The third is a provision on the registration of stillbirths. My previous ten-minute rule Bill would have amended the definition of a stillborn child in the Births and Deaths Registration Act 1953 to include the formal recording of a child who is stillborn in the usual way but before the current threshold of 24 weeks’ gestation. The fourth is an amendment to the Coroners and Justice Act 2009 to give coroners the power to investigate late-stage stillbirths if, for example, there is suspected medical negligence.
If the Bill makes progress, people will be able to get married to, or have a civil partnership with, anybody of any sex. I have been written to by two sisters—this is also a long-standing campaign of my own—about the burning injustice in this situation. The two sisters have lived together all their lives, but when one of them dies, the other one will have to move out of their home because they will not be able afford the inheritance tax. Only the Treasury stands in the way of righting this injustice; it is about money.
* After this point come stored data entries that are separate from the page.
PR #595, opened 2021-03-30
Pin tree-sitter lib and grammars

Luni-4:
This PR pins `tree-sitter` lib and grammars to avoid having differences in metrics without noticing them.


marco-c:
Looks good, but we need to do the same in the other Cargo.toml files we have around the repo.

I hope Dependabot will still notify us of updates.

marco-c (approved):

marco-c (approved):

PR #598, opened 2021-03-30
Improve generate grammars scripts

Luni-4:
This PR improves the scripts to generate the grammars in these ways:

- Retrieve the sha1 of the commits associated to the `tree-sitter-javascript` and `tree-sitter-mozcpp` crates from `crates.io` automatically, so it is no more necessary to update them manually.
- Use the script to recreate the grammars inside the script to generate the grammars

Commits should be reviewed one-by-one


marco-c (approved):
Way less problematic this way :+1:

PR #599, opened 2021-03-30
Do not notify submodules updates anymore on dependabot

Luni-4:
This PR avoids `dependabot` notifying a submodule update, since they are no longer supported


marco-c (approved):
This is not really necessary since Dependabot won't find any submodule to update anyway, but let's clean the config up anyway.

I hope that when my hon. Friend works on the detail of the Bill, he will try to ensure that it helps siblings to stay in the homes in which they have lived all their lives.
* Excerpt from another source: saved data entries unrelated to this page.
Issue #289, opened 2020-10-05
Use a stack approach for cognitive complexity


Luni-4:
Currently the cognitive complexity metric analyzes the nodes using ancestors. It would be helpful to analyze the nodes using a stack approach

Luni-4:
Change `else_if`s implementation too, as suggested in #603

Luni-4:
Closed in #935

PR #603, opened 2021-03-31
Implement an else-if checker for each grammar

### LINKED ISSUE #407: Code for is_else_if is probably wrong
For reference:
https://github.com/mozilla/rust-code-analysis/blob/fd55a85b8c0d70365e37961c743def4df3ccba4d/src/macros.rs#L20

There is no ref to `else` in the code so it's likely wrong.

Luni-4:
This PR implements a specific `else-if` checker for each grammar.

### DIFF
--- a/src/checker.rs
+++ b/src/checker.rs
@@ -4,21 +4,35 @@ use regex::bytes::Regex;
 use crate::*;
 
 macro_rules! mk_else_if {
-    ($if_type: ident, $block_type: ident) => {
+    ($language: ident, $if_type: ident, $block_type: ident) => {
         #[inline(always)]
         fn is_else_if(node: &Node) -> bool {
-            if node.object().kind_id() != <Self as TSLanguage>::BaseLang::$if_type {
+            use $language::*;
+            if node.object().kind_id() != ElseClause {
                 return false;
             }
-            if let Some(parent) = node.object().parent() {
-                if parent.kind_id() == <Self as TSLanguage>::BaseLang::ElseClause {
+            // Index is 1 because the 0 one is the `else` keyword
+            if let Some(second_child) = node.object().child(1)
+            /* else, if_type/block_type */
+            {
+                if second_child.kind_id() == $if_type {
                     return true;
                 }
-                if let Some(grandparent) = parent.parent() {
-                    return grandparent.kind_id() == <Self as TSLanguage>::BaseLang::ElseClause
-                        && parent.kind_id() == <Self as TSLanguage>::BaseLang::$block_type
-                        && parent.child_count() == 3; // Grammars count { } as children too
+                if second_child.kind_id() != $block_type {
+                    return false;
                 }
+                let mut cursor = second_child.walk();
+                let mut is_else_if = true;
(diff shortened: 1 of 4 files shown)


src/checker.rs
```diff
@@ -291,5 +306,186 @@ impl Checker for RustCode {
...
+               time = 7;
+             }",
+            "foo.c",
+            CppParser,
+            true
+        );
+    }
+
+    #[test]
+    fn cpp_no_else_if() {
```
marco-c, line 392: Can you add this same test for all grammars?

src/checker.rs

I understand my hon. Friend’s concern, which has been raised on several occasions. It is not my intention, at this stage, to extend civil partnerships to people other than cohabiting couples who are in a relationship. I want to mirror the existing terminology in the Civil Partnership Act 2004. I hope that we will entertain proposals such as my hon. Friend’s in Committee and on Report, and I have no doubt that he will want to raise the matter.
Does my hon. Friend recognise that it is an injustice for everyone apart from siblings to be able to have whatever legal relationship they want? I am not asking him to say now that he will include the matter in the Bill, but does he at least accept that this is a worthy cause, on which I have campaigned for many years?
I understand that it is a worthy cause, but it is different from enabling people to have their relationship recognised by the state. There are clear financial disadvantages and implications in the situation that my hon. Friend describes. I entirely sympathise with his view and I think that the injustice needs to be dealt with, but I do not propose to deal with it at this stage in my Bill. Doing so would make the Bill even more complicated than it already is. In addition, it is highly likely that the long title of the Bill will need to be amended in Committee, particularly to reflect the change that will be required to the electronic record of marriage certificates.
Let me start with the extension of civil partnerships to include opposite-sex couples. The 2004 Act was long overdue, and it was enthusiastically supported by me and the great majority of hon. Members from all parts of the House. At its heart, the Act tackled a clear obstacle to equal rights for loving couples who just happened to be of the same sex.
Subsequently, the House decided in 2013 that it was time for equal marriage. That has happened, the skies have not caved in and we have moved on. I certainly do not want to reopen the bruising debates that we had at the time, especially across my party. However, the Marriage (Same Sex Couples) Act 2013 gave rise to an unintended new inequality, and it is surely time for equal civil partnerships—a natural extension that was supported across all parties when the Marriage (Same Sex Couples) Bill was introduced and that has just as much support now. In the consultation that the Government conducted before the introduction of that Bill, 61% of respondents were in favour of extending civil partnerships to opposite-sex couples. Alas, for some inexplicable reason, the proposal never made it into the Act. If it had done, the Act would have been better; that is why change is necessary today.